I'm not sure what more guarantees we can give to inspire confidence other than statements taken at face value. We don't have the scale or resources to undergo rigorous third party auditing at the moment. On the other hand, one of the first conversations my co-founder and I had was about hiring a security engineer as soon as we could afford one; we definitely take the matter seriously. Did you have any other ideas of ways we can showcase our commitment to security/privacy other than "trust us"? I do agree it's not the best method but am unsure of alternatives.

[ggpsv]

This should be written down somewhere! I glanced through the website and I couldn't find any mention of the security/safety measures taken other than the UI screenshot where it says "securely connect your utility account".

If I were interested in purchasing this service I would want to know how much I can trust you with my credentials. Perhaps having a page or section in the docs that explain the security measures would be an improvement. There are other ideas in another comment similar to this one.

[djbusby]

You could let the utility companies, which users already "trust" evaluate and then recommend/sign-offs on your engine? Or just have the utility embed your engine and bill them?

[zomglings]

While I respect your current intentions, I cannot take you at your word in perpetuity because I understand the pressures that come from:

1. Running such a business as an entrepreneur.

2. Running such a system as an engineer.

As an entrepreneur, are you promising your customers clean data regardless of the source? Are you promising AI magic? Are you promising a maximum failure rate?

From an engineering standpoint, how will you deal with portals changing their frontends and breaking your scrapers at any time?

I cannot know what you will do in response to these pressures, but I do know that the temptation will exist to build a system that puts a human in the loop to manually collect data from portals, to manually evaluate scrapers, to manually sift through the data and figure out what kind of Machine Learning models you can use to make your business function more effectively.

[altairprime]

Have you considered sending users to the website to update payment information? Or if not, do you perform the PCI auditing process for your handling of payment information through your systems?

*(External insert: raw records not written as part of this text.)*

PR #540, opened 2026-03-09
fix: convert headings to plain text in table cells

mikemikimike:
## Description

According to markdown specs, headings are not allowed inside tables. This fix converts markdown headings to plain text when rendering content inside table cells.

## Fix

In MarkdownTextSerializer.serialize(), added in_table_cell parameter. The _format_heading() method now checks this flag and returns plain text instead of markdown headings when rendering inside table cells.

## Issue

Fixes docling-project/docling#2722

### DIFF
--- a/docling_core/transforms/serializer/markdown.py
+++ b/docling_core/transforms/serializer/markdown.py
@@ -196,6 +196,7 @@ class MarkdownTextSerializer(BaseModel, BaseTextSerializer):
         doc_serializer: BaseDocSerializer,
         doc: DoclingDocument,
         is_inline_scope: bool = False,
+        in_table_cell: bool = False,
         visited: Optional[set[str]] = None,  # refs of visited items
         **kwargs: Any,
     ) -> SerializationResult:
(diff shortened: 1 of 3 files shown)


ceberam:
Thanks @mikemikimike for suggesting this PR.
There were some issues that I have observed:
- `PlainTextTextSerializer._format_heading` required `in_table_cell: bool = False` in its signature
- A regression test was missing
- It would be good to ad docstrings to the related functions.

I have moved ahead and apply those fixes, so that we can merge this PR as soon as possible.

ceberam (approved):

mikemikimike:
Thanks for catching these issues and applying the fixes directly.

I verified the current PR head `8f2001ddd56c35765ab67bbd3945e286d2f110f6` on `fix/2722-table-heading`: it includes the `in_table_cell` default, regression coverage, and the related docstrings. The PR is mergeable and approved, and the package/check matrix is passing. No additional change is needed from my branch.

cau-git (approved):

I don’t personally need the answers to these pair of questions, but I wanted to put them on your radar if they’re not already. I trust Plaid far enough to scrape account providers for me, but I do not trust Plaid far enough to provide Plaid my payment details — even if Plaid could theoretically construct them, that’s just not the relationship I want with a data conduit provider.

[renewiltord]

Do they actually? My provider only lets me edit those details (with a low quality preview of first 4 digits and a CC icon). Interesting that yours makes those visible to you. You literally can't get those out of my provider. The data doesn't make it out.

[drewkim]

This is also what we've encountered so far...though it's probably safe to assume at least a few providers have looser security protocols.

[zomglings]

Other billing information is always available such as:

- Am I behind on my power bills? By how much?

- How many credit cards do I have on file and how many are expired?

Such information is still sensitive even if it doesn't leak full credit card numbers.

Also, anyone who has ever used City of Palo Alto Utilities should probably fear for their credit card information.

[renewiltord]

I think if your threat model involves that being risky, it's probably best not to use Plaid/Pelm/Arcadia. My threat model and that of any users I can imagine is not in that realm.

[zomglings]

I don't use Plaid and as a result I also don't use services like Brex which are impossible to use if you reject Plaid.

[renewiltord]

Seems consistent with your threat model. Good work.